Segment Start: DATASET CONTENT
PR #2739, opened 2021-03-29
Remove carrierwave dependency from Spotlight, relying on ActiveStorage

mejackreed:
- [ ] determine if we need/want to update existing SirTrevor blocks with uploaded item urls
 - [ ]  if we do ^^ , allow for the migration task to cleanup old carrierwave files


app/services/spotlight/carrierwave_file_resolver.rb
```diff
@@ -9,10 +9,10 @@ def initialize
     end
 
     def pattern(id)
-      uploaded_file = Spotlight::FeaturedImage.find(id).image.file
+      uploaded_file = Spotlight::FeaturedImage.find(id).image.blob
       raise Riiif::ImageNotFoundError, "unable to find file for #{id}" if uploaded_file.nil?
 
-      uploaded_file.file
+      ActiveStorage::Blob.service.path_for(uploaded_file.key)
```
mejackreed, line 15: I'm not sure how this will work with other types of ActiveStorage::Service, but should those people just write their own file resolver?

lib/tasks/spotlight_tasks.rake
```diff
@@ -77,6 +77,43 @@ namespace :spotlight do
...
+    puts 'Mirating Spotlight::Attachment'
+    Spotlight::Attachment.find_each do |attachment|
+      next if attachment.file.blob
+
+      attachment.file.attach(
+        io: File.open(Rails.root.join("public/uploads/spotlight/attachment/file/#{attachment.attributes['file']}")),
+        filename: attachment.attributes['file'],
+        content_type: Mime::Type.lookup_by_extension(File.extname(attachment.attributes['file'])[1..])
+      )
+    end
```
mejackreed, line 91: Should we clean up the old files?

app/models/spotlight/attachment.rb
```diff
@@ -4,11 +4,18 @@ module Spotlight
...
+    # Open to alternatives on how to do this, but this works
+    include Rails.application.routes.url_helpers
+
     belongs_to :exhibit
-    mount_uploader :file, Spotlight::AttachmentUploader
+    has_one_attached :file
 
-    def as_json(options = nil)
-      file.as_json(options).merge(name: name, uid: uid, attachment: to_global_id)
+    def as_json(_options = nil)
```
mejackreed, line 13: This is super weird, but seems like we need to provide the accessible url at this point for our uploader forms to work correctly.

app/services/spotlight/carrierwave_file_resolver.rb
cbeer: Yeah..  I think we might have to adapt RIIIF to handle some of this better. I think  ` ActiveStorage::Blob.service.path_for` won't work with some of the remote storage options, right?

(but... the whole download-with-a-block API won't play nice with RIIIF)

mejackreed:
Putting this on ice as it seems like it may cause some additional complexities.

jcoyne:
It looks like this work was wrapped in #3051 . Thank you.

PR #2740, opened 2021-03-31
Add an exhibit viewer role; fixes #2585

### LINKED ISSUE #2585: Add a "Viewer" role for read-only access to unpublished exhibit
We sometimes have cases where an exhibit curator needs to get stakeholder feedback, or for other reasons needs to share an unpublished exhibit with users that the curator does not want to have any capability of editing the exhibit directly.

A less-than-ideal workaround is to temporarily publish the exhibit and then un-publish it again after the stakeholder has seen what they need to see.

A more effective approach might be:

- Add a new role to Configuration > Users: `Viewer`
- Enable a user logged in as "Viewer" to view an unpublished exhibit, but not to have access to the Edit action of pages, and not to have access to the exhibit's administration section at all.

Screen Shot 2020-11-18 at 12 32 00 PM

(In at least the Stanford context, this is still a limited solution, in that we restrict adding users to people who have a SUNet ID, but it would still solve some cases that have come up.)

cbeer:


lib/spotlight/engine.rb
```diff
@@ -305,6 +305,6 @@ def self.call(template, source = nil)
 
     config.assign_default_roles_to_first_user = true
 
-    config.exhibit_roles = %w[admin curator]
+    config.exhibit_roles = %w[admin curator viewer]
```
mejackreed, line 308: There is a little confusion here by me about the relationship between this configuration `exhibit_roles` and the method `exhibit_roles`. Just confirming those are not the same?

cbeer: The method on User?

mejackreed: Yes.. so `User#exhibit_roles` are roles where I can do stuff on the Exhibit. And the configuration.. does??

cbeer: Yeah; the engine configuration is the list of possible roles... and the User#exhibit_roles is the list of (curator-like) roles a user has on an exhibit. Confusing? yes... but 🤷‍♂️ ?

mejackreed: Got it.. 🆗

mejackreed (approved):

PR #2749, opened 2021-05-03
Remove funky parent search count from search title partial

mjgiarlo:
@cbeer says it is best.


camillevilla (approved):

camillevilla:
Getting out of the business of passing around `browse_q` _is_ good.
Segment End: DATASET CONTENT
*TASK ITEM*
Within the entries above, find each line where "might" appears; copy every one.

*RESPONSE FOR THIS EXERCISE*
cbeer: Yeah..  I think we might have to adapt RIIIF to handle some of this better. I think  ` ActiveStorage::Blob.service.path_for` won't work with some of the remote storage options, right?
A more effective approach might be:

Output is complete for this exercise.